Gardiki (Greek: Γαρδίκη) is a village and a community in the Trikala regional unit of Greece's Thessaly region. It is part of the municipal unit of Aithikes. The 2021 census recorded 134 residents in the community.

==Administrative division==
The community of Gardiki comprises two settlements:
- Gardiki (population 58, 2011 census)
- Palaiochori (population 85, 2011 census)

==History==
The village occupies the site of the ancient town of Pellinaeum or Pelinna. The ancient town survived until the early Byzantine period, but disappears thereafter only to reappear under the name of Gardiki in the 11th century. The Byzantine settlement was built on the ruins of the ancient citadel, with the foundations of the ancient wall providing the base of the later medieval fortifications. A ruined three-aisled basilica dedicated to St. Paraskevi from the 14th century also survives.

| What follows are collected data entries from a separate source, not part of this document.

PR #211, opened 2024-03-28
Fix: Latitude run watch not working

csansoon:
Latitude run was working by invoking the `query` script in the server app. The invoking command was `npm run query --watch <queryPath> <queryParams>`. This invoked the script with the following arguments: `["--watch", <queryPath>, <queryParams>]` (of course)

For some reason I do not understand, now npm decided not to pass dashed flags to the script, so it now was invoking the script with `[<queryPath>, <queryParams>]`, completely ignoring the `watch` flag.

I have changed the script so that now it expects 3 arguments, instead of 2 arguments and a flag. Not it must be invoked like this: `npm run query <queryPath> <watch:true|false> <queryParams>`

### DIFF
--- a/.changeset/witty-lizards-cough.md
+++ b/.changeset/witty-lizards-cough.md
@@ -1,0 +1,6 @@
+---
+"@latitude-data/cli": patch
+"@latitude-data/server": patch
+---
+
+Fix: CLI run command was ignoring --watch flag.
--- a/apps/server/scripts/run_query/index.ts
+++ b/apps/server/scripts/run_query/index.ts
@@ -1,48 +1,59 @@
 import { QUERIES_DIR } from '../../src/lib/query_service/find_or_compute'
 import findQueryFile from '@latitude-data/query_service'
 import { createConnector } from '@latitude-data/connector-factory'
-import { render, displayResults, displayError } from './result_display'
+import QueryDisplay from './result_display'
 import chokidar from 'chokidar'
 
-const args = process.argv.slice(2)
-if (args.length < 1) {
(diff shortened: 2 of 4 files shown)


csansoon:
> Try running the script like so:
> 
> ```shell
> npm run query -- --watch <queryPath> <queryParams>
> ```

@geclos Already tried, but didn't work. It was still removing the `--watch` flag

andresgutgon:
The CLI has this at the beginning 
``` javascript
#!/usr/bin/env node
```

Can you try to add it to the script. Maybe args are treated different

geclos:
> > Try running the script like so:
> > 
> > ```shell
> > npm run query -- --watch <queryPath> <queryParams>
> > ```
> 
> @geclos Already tried, but didn't work. It was still removing the `--watch` flag

Hmm can we spend some time to try to understand why this is happening? Usually you should be able to pass flags to npm run commands by including the -- before arguments and I want to make sure it's not a bug we've introduced on our end.

csansoon:
I see, I found the issue.

Apparently, running `pnpm run query --watch queryPath queryParams` does NOT skip the watch flag. But running the same command using `npm` instead, does.

What happened is that at first we were spawning the command using `config.pkgManager.command`, but a few versions ago it was changed to be ran with `npm`. That's why it was working before but not now. Also, running it with `--` does seem to work. Either way, I think it is best to just change the API for this script, as this is not meant to be ran directly by the user.

Also, I have modified the `results_display.ts` module, so that when imported it is not executed right away, as it was interfering with my debugging. Not it will only be instantiated when used instead.

geclos (approved):

Issue #212, opened 2024-03-29
Support ealier vs code versions


geclos:
Our extension currently requires the latest vs code version to be installed (1.87 from February 2024) but some vscode forks are a bit behind (notably Cursor, which requires 1.86 from January 2024), we have to support these earlier versions.

PR #213, opened 2024-03-29
feature: relax vscode version requirements a bit

geclos:
We are requiring the latest vscode version (1.87), but some vscode forks are a bit behind. Relaxing our requirements a bit to add support for those forks.

Related #212


andresgutgon:
No changelog

geclos:
hmm there's no changelog for the extension, we will have to automate the release process at some point, right now it's very manual

PR #222, opened 2024-04-02
feature: add pre step to verify we are in a latitude project

geclos:
CLI is currently creating a latitude.json in every folder it runs which is not the best experience. We should ensure our templates have a latitude.json file and fail whenever the CLI runs in an environment that is not a Latitude project.


packages/cli/src/lib/decorators/isLatitudeProject/index.ts
```diff
@@ -0,0 +1,19 @@
...
+        message:
+          'The current directory is not a Latitude project. Run `latitude setup` to set it up as a Latitude project.',
+      })
+
+      process.exit(1)
+    }
+
+    return commandFn(...args)
+  }
+}
```
csansoon, line 19: Maybe rename it to `assertIsLatitudeProject`, `enforceLatitudeProject`, `mustBeLatitudeProject` or something like that. `isLatitudeProject` sounds like it just returns a boolean.

packages/cli/src/lib/decorators/isLatitudeProject/index.ts
```diff
@@ -0,0 +1,19 @@
...
+import { onError } from '$src/utils'
+import fs from 'fs'
+import path from 'path'
+
+export default function isLatitudeProject(commandFn: Function) {
+  return async function (...args: any[]) {
+    if (!fs.existsSync(path.join(process.cwd(), LATITUDE_CONFIG_FILE))) {
+      onError({
+        message:
+          'The current directory is not a Latitude project. Run `latitude setup` to set it up as a Latitude project.',
```
csansoon, line 11: "... or move to an actual Latitude project" (?)

andresgutgon (dismissed):

PR #223, opened 2024-04-02
feature: run CLI commands from any subdirectory

geclos:
Allow users to run CLI commands from any subdirectory


packages/cli/src/lib/decorators/setRootDir/index.ts
```diff
@@ -0,0 +1,47 @@
...
+import { onError } from '$src/utils'
+
+export function findRootDir(maxTries = 100) {
+  let currentDir = process.cwd()
+  let tries = 0
+
+  /* eslint-disable no-constant-condition */
+  while (true) {
+    const latitudeJsonPath = path.join(currentDir, LATITUDE_CONFIG_FILE)
+    if (tries >= maxTries) {
```
andresgutgon, line 14: Where's `maxTries` defined?

andresgutgon (approved):

PR #84, opened 2022-03-22
Replaces 'pry' gem with state of the art 'debug' gem

eikes:


eikes:
The `debug` gem is becoming the default gem for debugging. In my humble opinion, it is fantastic. We should use it:

https://github.com/ruby/debug

A5308Y (approved):

PR #88, opened 2022-04-04
Expand support for Driver API

eikes:


lib/ioki/http_adapter.rb
```diff
@@ -21,7 +21,7 @@ def self.get(config)
           f.response :logger, config.logger, config.logger_options do |logger|
             logger.filter(/(X-Client-Secret: ")([^"]+)/, '\1[REMOVED]')
             logger.filter(/(Authorization: ")([^"]+)/, '\1[REMOVED]')
-            logger.filter(/("token":")([^"]+)/, '\1[REMOVED]')
```
A5308Y, line 24: I'm wondering if we should have both versions. AFAIK => is usually used for backwards compatibility in debug/log output. This might change at some point.

lib/ioki/model/driver/base.rb
```diff
@@ -7,11 +7,6 @@ class Base < Ioki::Model::Base
         def self.specification_scope
           'driver_api'
         end
-
-        attribute :id,         on: :read, type: :string
```
A5308Y, line 11: Not sure about this change. I usually like explicit over implicit, but after this change `Driver::Base` deviates from the rest of the base models. The "note that this does not inherit from" comment is not the best solution either I admit. Maybe we can find something else?

lib/ioki/apis/endpoints/endpoint.rb
```diff
@@ -4,16 +4,17 @@ module Endpoints
   class Endpoint
     attr_reader :resource, :action, :request_method, :path, :model_class
 
-    def initialize(resource, action:, request_method:, path:, model_class: nil)
+    def initialize(resource, action:, request_method:, path:, model_class: nil, method_name: nil)
```
A5308Y, line 7: 👍

A5308Y (approved):
Looks good to me. I'd appreciate some thoughts on the base model question though.

lib/ioki/model/driver/base.rb
eikes: IMHO inheritance isn't used correctly when some classes don't inherit from the class they should be inheriting from, semantically speaking. This goes for the other APIs as well. If not all classes share these attributes, then we could introduce another abstract class or I'd be happy to simply add the missing :id, :type and date attributes to all classes.

lib/ioki/http_adapter.rb
eikes: good point, it's easy enough to have both

lib/ioki/model/driver/base.rb
A5308Y: > IMHO inheritance isn't used correctly when some classes don't inherit from the class they should be inheriting from, semantically speaking

I agree.

I'm Ok with both versions (abstract class or adding fields), whatever is easier for you. But I think consistency is important, so I think it would be good to change the other models in this PR as well.

eikes: Cool! How about we merge this and I'll do that in a different PR?

A5308Y: :-) I just tried to suggested to it in **this** PR, because I'd want to avoid a state where inheritance is used differently in the different "APIs". But hey, I'm surprised I'm still being asked anyway :-). So. Sure. Go ahead :-)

In the late medieval and Ottoman periods, the area was settled by Aromanian (Vlach) Greeks, who remain the main group of the modern village.

==Episcopal see==
The town is attested as an episcopal see of the Greek Church since the 11th century as a suffragan see of the Metropolis of Larissa. It was often combined with the nearby see of Peristera (modern Taxiarches).

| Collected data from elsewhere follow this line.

PR #89, opened 2022-04-05
Operator Api: add show endpoint for product

tom-ioki:
This PR introduces the `show` endpoint for the Operator API.

### DIFF
--- a/lib/ioki/apis/operator_api.rb
+++ b/lib/ioki/apis/operator_api.rb
@@ -7,15 +7,11 @@ module Ioki
   class OperatorApi
     API_BASE_PATH = 'operator'
     ENDPOINTS = [
-      Endpoints::Index.new(
-        :products,
-        base_path:   [API_BASE_PATH],
-        model_class: Ioki::Model::Operator::Product
-      ),
-      Endpoints::Show.new(
+      Endpoints.crud_endpoints(
         :product,
         base_path:   [API_BASE_PATH],
-        model_class: Ioki::Model::Operator::Product
+        model_class: Ioki::Model::Operator::Product,
+        except:      [:create, :update, :delete]
       ),
       Endpoints.crud_endpoints(
         :vehicle,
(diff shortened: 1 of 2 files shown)


lib/ioki/apis/operator_api.rb
```diff
@@ -12,6 +12,11 @@ class OperatorApi
         base_path:   [API_BASE_PATH],
         model_class: Ioki::Model::Operator::Product
       ),
+      Endpoints::Show.new(
+        :product,
+        base_path:   [API_BASE_PATH],
+        model_class: Ioki::Model::Operator::Product
+      ),
```
eikes, line 19: Looks good, you could also do this:
```ruby
      Endpoints.crud_endpoints(
        :product,
        base_path:   [API_BASE_PATH],
        model_class: Ioki::Model::Operator::Product,
        except:      [:create, :update, :delete]
      ),
```

tom-ioki:
@eikes could you have another look at this please 🙏  Thx

eikes:
Looks good to me!

eikes:
For extra credit: Add some tests!

tom-ioki:
Sorry for the late response.

Not sure if it makes that much sense to have specs for this change. The `OperatorApi` class contains two constants and that's it. Also testing for the content of the `ENDPOINTS` constant is rather tedious and impractical.

Other than that, there are no specs for `DriverApi`, `PassengerApi` and `PlatformApi` 🤷 

Is it fine, if I skip the specs for this?

eikes:
I was referring to tests like these:

https://github.com/ioki-mobility/ioki-ruby/blob/main/spec/ioki/platform_api_spec.rb#L51-L73

eikes:
I see that the Operator API has no tests yet, so it's a good time as any to create that file. If you don't find the time, we should at least create an issue for that.

tom-ioki:
Ah I see! That's where the specs are :D I was looking for them in `/spec/ioki/apis/`
Alright, I will add some specs then!

eikes:
Looks superbe to me! Thanks for adding that spec file!

tom-ioki:
Awesome! Thank you for the review! Can I merge it then?

eikes:
Yes!

PR #90, opened 2022-04-15
Platform API model add places endpoints and improvements for :create and :update serialization

eikes:


A5308Y (approved):
I'd really have to check the API-documentation in detail to review this PR properly, apart from that the changes look good though. So 👍

PR #91, opened 2022-04-15
Adds current_ride endpoint to passenger API

eikes:


spec/ioki/passenger_api_spec.rb
```diff
@@ -31,8 +31,7 @@
         result_with_index_data
       end
 
-      expect(passenger_client.products(options)).
-        to eq([Ioki::Model::Passenger::Product.new])
+      expect(passenger_client.products(options)).to all(be_a(Ioki::Model::Passenger::Product))
```
A5308Y, line 34: Looks nicer to me, but technically we lose some specificity because we don't test anymore that the result is the "empty" version of a product.

A5308Y (approved):

spec/ioki/passenger_api_spec.rb
eikes: True! But given that there are no attributes, this isn't very meaningful.

PR #93, opened 2022-04-21
All model class in an API module inherit from the same Base class

eikes:


eikes:
@A5308Y This is the change where the inheritance is fixed.

A5308Y (approved):

A5308Y:
Thanks!

PR #94, opened 2022-05-10
Add `User#notification_settings`

phylor:


rmehner:
> * When updating the notification settings, we also need to send the `user#version` attribute. I therefore created a new model `NotificationSettingsWithVersion`. The response includes the updated settings without the version. Not sure if this is the correct pattern to use or if there is another way to achieve the same?

This sounds like we're missing some context on why that version is not on the settings object itself, instead of the being the user version. There might be a good reason for it, maybe @ans-ioki can clear that up. I'd expect it to be a separate version, just like the rides, but I don't know all the internals.

Given the current state, I think it's the correct way to do this within this gem 👍🏿

rmehner (approved):

PR #96, opened 2022-05-19
Add line and line stop to plattform api

ozb-ioki:


lib/ioki/apis/platform_api.rb
```diff
@@ -70,6 +70,17 @@ class PlatformApi
...
         model_class: Ioki::Model::Platform::Pause
       ),
+      Endpoints.crud_endpoints(
+        :line,
+        base_path:   [API_BASE_PATH, 'products', :id],
+        model_class: Ioki::Model::Platform::Line
+      ),
+      Endpoints.crud_endpoints(
+        :line_stop,
+        base_path:   [API_BASE_PATH, 'lines', :id],
```
tom-ioki, line 80: I guess `line_stops` are also part of the product resource. In that case you need to adjust the `base_path` to:
```ruby
base_path: [API_BASE_PATH, 'products', :id, 'lines', :id]
```

tom-ioki (changes requested):
Great job so far, almost there.

Besides my comments, please have a look at the `spec/ioki/platform_api_spec.rb`. There you can add some specs for the added endpoints 👍

ozb-ioki:
> Great job so far, almost there.
> 
> Besides my comments, please have a look at the `spec/ioki/platform_api_spec.rb`. There you can add some specs for the added endpoints 👍 

Thank you for the review Tom. I will look on it and apply the changes.

lib/ioki/apis/platform_api.rb
ozb-ioki: Right, i had to push nested line_stops before, but changed it in the api after and did not apply here. Thanks.

tom-ioki (approved):
Nice! Looks good to me 🆗

PR #98, opened 2022-05-23
Add driver model and driver endpoints for Operator Api

tom-ioki:
This PR introduces the driver endpoints and refines the driver model for the Operator Api.

The driver endpoints for the operator api in triebwerk are still in review. But as soon as that PR is reviewed and merged, everything will be in place for this `ioki-ruby` PR.

### DIFF
--- a/spec/ioki/operator_api_spec.rb
+++ b/spec/ioki/operator_api_spec.rb
@@ -78,6 +78,7 @@ RSpec.describe Ioki::OperatorApi do
     it 'calls request on the client with expected params' do
       expect(operator_client).to receive(:request) do |params|
         expect(params[:url].to_s).to eq('operator/products/0815/vehicles')
+        expect(params[:method]).to eq(:post)
         [result_with_data, full_response]
       end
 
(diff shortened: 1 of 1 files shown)


spec/ioki/operator_api_spec.rb
```diff
@@ -111,4 +111,116 @@
...
+    it 'calls request on the client with expected params' do
+      expect(operator_client).to receive(:request) do |params|
+        expect(params[:url].to_s).to eq('operator/products/0815/drivers/4711')
+        result_with_data
+      end
+
+      expect(operator_client.delete_driver('0815', '4711', options)).
+        to eq(Ioki::Model::Operator::Driver.new)
+    end
+  end
```
ferdicus, line 177: hi there, sorry, but shouldn't this check for method as well, like the one below does for `lock`?
something like `expect(params[:method]).to eq(:delete)`?

ferdicus (approved):
thanks, left some comments

spec/ioki/operator_api_spec.rb
tom-ioki: valid point. I've added the missing specs (also for the vehicle endpoints). Thanks 🙏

Manuscript lists give the names of later Greek Orthodox bishops: Metrophanes, degraded in 1623; Gregorius or Cyrillus, 1623; Sophronius, 1646-1649; Gregorius, about 1700; Meletius, 1743; Paisius, 18th century; Gregorius, about 1852. When Thessaly was united with Greece (1881), the Greek Orthodox eparchy had been vacant since 1875 and was suppressed in 1899 through being absorbed into the Metropolis of Phthiotis.